I went to the well, and putting my shoulders to the ancient handle, turned the wheel, moving around while cool, clean water gushed out over the stones and along the channel to the fields. The discovery that I could water a field, that I had the power to make things grow, gave me a thrill of satisfaction; it was like writing a story that had a ring of truth. I drank from one of the trays; the water was sweet with age.
Kamal was sitting up, looking at the sky. ‘It’s going to rain,’ he said.
We began cycling homeward; but we were still some way out of Shahganj when it began to rain. A lashing wind swept the rain across our faces, but we exulted in it, and sang at the top of our voices until we reached the Shahganj bus stop.

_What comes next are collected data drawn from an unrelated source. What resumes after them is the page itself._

PR #1976, opened 2023-09-07
chore: Adjust namespace

mussbach:
Project namespace needs to be adjusted to match organization name

### PR Checklist

- [ ] Tests updated/created
- [ ] Update documentation

### DIFF
--- a/composer.json
+++ b/composer.json
@@ -1,6 +1,6 @@
 {
-    "name": "demos/demosplan",
-    "description": "demosplan",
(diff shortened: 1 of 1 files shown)


graupnerdemos (approved):
I'm kinda wondering if we should go with demosplan or with demosplan-core. For one it makes sense in my head to have repo name and package name synchronous. On the other hand, we still don't have a reasonably good definition of "the core".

Across the railroad tracks and the dry riverbed, fields of maize stretched away, until there came a dry region of thorn bushes and lantana scrub, where the earth was cut into jagged cracks, like a jigsaw puzzle. Dotting the landscape were old, abandoned brick kilns. When it rained heavily, the hollows filled up with water.
Kamal and I came to one of these hollows to bathe and swim. There was an island in the middle of it, and on this small mound lay the ruins of a hut where a nightwatchman, who looked after the brick kilns, had once lived. We would swim out to the island, which was only a few yards from the banks of the hollow. There was a grassy patch in front of the hut, and early in the mornings, before it got too hot, we would wrestle on the grass.
Though I was heavier than Kamal, my chest as sound as a new drum, he had strong, wiry arms and legs, and would often pinion me around the waist with his bony knees. Now, while we wrestled on the new monsoon grass, I felt his body go tense. He stiffened, his legs jerked against my body, and a shudder passed through him. I knew that he had a fit coming on, but I was unable to extricate myself from his arms.